PR #2060, opened 2026-04-27
fix(ui): use checksummed addresses for delegate profile links

ChaituVR:
## What

Clicking a delegate from `/delegates` opened the profile at a lowercased URL. Other entry points (proposals, leaderboard) already use checksummed addresses.

## Why

Delegation subgraphs return lowercased addresses. `SpaceDelegates.vue` rendered them directly, unlike `proposal.author.id` / `leaderboard.user.id` which arrive checksummed from the Snapshot API.

## Fix

Normalize at the data layer with `formatAddress`:
- `useDelegates.ts` — `delegate.user`
- `delegatees.ts` — `delegatee.id` (covers governor-subgraph, apechain, delegate-registry, split-delegation)

`SpaceDelegates.vue` is unchanged. Companion safety net for hand-typed URLs: #2061.

## Test

Open each pair and hover the first delegate row; compare the link target.

### Governor-subgraph (Arbitrum Treasury)

- ❌ prod: https://snapshot.org/#/arb1:0x789fC99093B09aD01C34DC7251D0C89ce743e5a4/delegates
- ✅ local: http://localhost:8080/#/arb1:0x789fC99093B09aD01C34DC7251D0C89ce743e5a4/delegates

Prod first row href ends in `0xb4c064f466931b8d0f637654c916e3f203c46f13`. Local ends in `0xb4c064f466931B8d0F637654c916E3F203c46f13`.

### Governor-subgraph (alt arbitrum space)

- ❌ prod: https://snapshot.org/#/arb1:0xf07DeD9dC292157749B6Fd268E37DF6EA38395B9/delegates
- ✅ local: http://localhost:8080/#/arb1:0xf07DeD9dC292157749B6Fd268E37DF6EA38395B9/delegates

### Delegate-registry (Gitcoin)

- ❌ prod: https://snapshot.org/#/s:gitcoindao.eth/delegates
- ✅ local: http://localhost:8080/#/s:gitcoindao.eth/delegates

Prod first row ends in `0x5743e35477363241300fcedc2f5eb0195f300817`. Local should be checksummed.

### Split-delegation (SafeDAO)

- prod: https://snapshot.org/#/s:safe.eth/delegates
- local: http://localhost:8080/#/s:safe.eth/delegates

Note: SafeDAO's split-delegation API already returns checksummed; prod hrefs may already be mixed case here, but local must still be mixed case (no regression).

### Regression

[...]

PR #2061, opened 2026-04-27
fix(ui): normalize user address for data lookups on profile pages

ChaituVR:
## What

Delegate links (fixed in #2060) can still point to lowercase addresses. The leaderboard API is case-sensitive — passing a lowercase address returns no results, so the profile page shows **0 proposals and 0 votes**.

**Before (snapshot.org — broken with lowercase address):**
- https://snapshot.org/#/arb1:0x789fC99093B09aD01C34DC7251D0C89ce743e5a4/profile/0xb4c064f466931b8d0f637654c916e3f203c46f13
- https://snapshot.org/#/arb1:0xf07DeD9dC292157749B6Fd268E37DF6EA38395B9/profile/0xb4c064f466931b8d0f637654c916e3f203c46f13

**After (localhost:8080 — correct counts with same lowercase URL):**
- http://localhost:8080/#/arb1:0x789fC99093B09aD01C34DC7251D0C89ce743e5a4/profile/0xb4c064f466931b8d0f637654c916e3f203c46f13
- http://localhost:8080/#/arb1:0xf07DeD9dC292157749B6Fd268E37DF6EA38395B9/profile/0xb4c064f466931b8d0f637654c916e3f203c46f13

## Fix

Normalize the address via `formatAddress` (EVM checksum / Starknet padding) inside `SpaceUser.vue` and `User.vue` before any API call — instead of redirecting the URL.

`SpaceUser.vue` uses two computed values to avoid a secondary bug (tab active-state underline disappearing):
- `userId` — checksummed, used for all data lookups (`usersStore`, `loadLeaderboard`, `getVotingPower`)
- `rawUserId` — raw route param, used only for nav-tab `:to` params so `router-link-active` matches the current URL regardless of address casing

Companion to #2060 (data-layer fix for delegate links).

## Test

The URL is **not rewritten**. Verify that proposal/vote counts load and the Statement tab underline appears with a lowercase address in the URL.

### Data loads correctly with lowercase address

| | URL | Expected |
|---|---|---|
| ❌ prod | https://snapshot.org/#/arb1:0x789fC99093B09aD01C34DC7251D0C89ce743e5a4/profile/0xb4c064f466931b8d0f637654c916e3f203c46f13 | 0 proposals, 0 votes |
| ✅ local | http://localhost:8080/#/arb1:0x789fC99093B09aD01C34DC7251D0C89ce743e5a4/profile/0xb4c064f466931b8d0f637654c916e3f203c46f13 | real counts |
| ❌ prod | https://snapshot.org/#/arb1:0xf07DeD9dC292157749B6Fd268E37DF6EA38395B9/profile/0xb4c064f466931b8d0f637654c916e3f203c46f13 | 0 proposals, 0 votes |
| ✅ local | http://localhost:8080/#/arb1:0xf07DeD9dC292157749B6Fd268E37DF6EA38395B9/profile/0xb4c064f466931b8d0f637654c916e3f203c46f13 | real counts |

### Active tab underline with lowercase address

| | URL | Expected |
|---|---|---|
| ✅ prod | https://snapshot.org/#/arb1:0x789fC99093B09aD01C34DC7251D0C89ce743e5a4/profile/0xb4c064f466931B8d0F637654c916E3F203c46f13 | Statement underlined |
| ✅ local | http://localhost:8080/#/arb1:0x789fC99093B09aD01C34DC7251D0C89ce743e5a4/profile/0xb4c064f466931b8d0f637654c916e3f203c46f13 | Statement underlined |

### Global profile page

| | URL |
|---|---|
| ✅ local | http://localhost:8080/#/profile/0xb4c064f466931b8d0f637654c916e3f203c46f13 |
| ✅ local | http://localhost:8080/#/profile/0x5743e35477363241300fcedc2f5eb0195f300817 |


bonustrack:
Instead of redirecting the user, I think we should support any address checksum or not so they display the same profile. Currently, for some reason, when I use unchecksumed address, I see an address with leading 0, which sounds like it's trying to convert it to a Starknet address. Something is broken, or so it is see: https://snapshot.org/#/s:comp-vote.eth/profile/0x0579A616689f7ed748dC07692A3f150d44b0CA09.

apps/ui/src/views/SpaceUser.vue
```diff
@@ -37,7 +38,8 @@ const delegateModalState = ref<{
 
 const network = computed(() => getNetwork(props.space.network));
 
-const userId = computed(() => route.params.user as string);
+const userId = computed(() => formatAddress(route.params.user as string));
+const rawUserId = computed(() => route.params.user as string);
```
bonustrack, line 42: Ideally, we should not need the raw user ID, and we should use just a normal user ID. When a user clicks on another link, the user address ideally should be checksumed, but if there is no other way to keep active navigation, then I'm fine with this.

tony8713 (commented):
Tested locally on the `pr-2061` branch with `bun run dev`. The lowercase-URL case from the PR description is fixed end-to-end — and that part looks good. **However the URL bonustrack pasted in his earlier review comment still reproduces on this branch.** Leaving as a comment for the author to decide whether to bundle the fix here or in a follow-up.

### What works ✅

| URL | prod (master) | local (this branch) |
|---|---|---|
| `/arb1:0x789fC9…3e5a4/profile/0xb4c064f4…46f13` (lowercase) | 0 proposals · 0 votes | **11 proposals · 27 votes · 32m ARB** |
| `/arb1:0xf07DeD…395B9/profile/0xb4c064f4…46f13` (lowercase) | 0 proposals · 0 votes | **4 proposals · 14 votes · 32m ARB** |
| `/profile/0xb4c064f4…46f13` (global profile, lowercase) | — | activity table loads (Arbitrum DAO 41/93, Treasury 11/27, Core 4/14) |

Active-tab underline check: the `STATEMENT` link on the lowercase-URL page has `class="router-link-active router-link-exact-active"`, and the child wrapper carries `border-b border-skin-link` — so the `rawUserId` split correctly preserves the active-state matching while `userId` (checksummed) feeds the API calls. No regression.

### What doesn't ❌

bonustrack's comment from 2026-04-30 pointed at this URL specifically:

> `https://snapshot.org/#/s:comp-vote.eth/profile/0x0579A616689f7ed748dC07692A3f150d44b0CA09` — *"I see an address with leading 0, which sounds like it's trying to convert it to a Starknet address"*

Loaded that URL against this branch at `http://localhost:8080/#/s:comp-vote.eth/profile/0x0579A616689f7ed748dC07692A3f150d44b0CA09`. Result on local:

- Heading: `0x0000...ca09` (not `0x0579...ca09`)
- Avatar link: `/profile/0x0000000000000000000000000579a616689f7ed748dc07692a3f150d44b0ca09` (66-char Starknet-padded form)
- Counts: 0 proposals · 0 votes

Same broken display as prod. The PR's `formatAddress(...)` call doesn't catch this case.

### Root cause

`0x0579A616689f7ed748dC07692A3f150d44b0CA09` is a 42-char EVM address with a **malformed EIP-55 checksum** (it's mixed-case but the case pattern doesn't match the keccak-derived checksum). Reproduced in node:

```
> getAddress('0x0579A616689f7ed748dC07692A3f150d44b0CA09')
  throws: bad address checksum

> getAddress('0x0579a616689f7ed748dc07692a3f150d44b0ca09')   // all-lowercase
  → '0x0579A616689f7ed748dC07692A3F150D44b0CA09'             // canonical checksum
```

`formatAddress` only calls `getAddress(address)` — when that throws, the outer `catch` returns the raw mixed-case string. Downstream code then routes the raw value into Starknet's `validateAndParseAddress`, which accepts and zero-pads it to 64 chars.

### Suggested fix

In `formatAddress`, on `getAddress` throw, retry with the lowercased input before falling through. This covers both "all lowercase" (works today) and "mixed case with bad checksum" (currently broken) without changing the behaviour for valid input:

```ts
export function formatAddress(address: string) {
  if (address.length === 42) {
    try { return getAddress(address); } catch {
      try { return getAddress(address.toLowerCase()); } catch {}
    }
  }
  try { return validateAndParseAddress(address); } catch {}
  return address;
}
```

That fixes the comp-vote URL bonustrack pasted while keeping the all-lowercase / valid-checksum tests green.

---

Reviewed locally on commit `d5010b97` (tip of `pr-2061`), with screenshots captured via Chrome DevTools at 1400×900.

apps/ui/src/views/SpaceUser.vue
ChaituVR: Should be fixed now

Sekhmet (approved):
tACK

What you need to do: Return every line in the listing that contains the word "loads".

Response for this exercise:
### Data loads correctly with lowercase address
| `/profile/0xb4c064f4…46f13` (global profile, lowercase) | — | activity table loads (Arbitrum DAO 41/93, Treasury 11/27, Core 4/14) |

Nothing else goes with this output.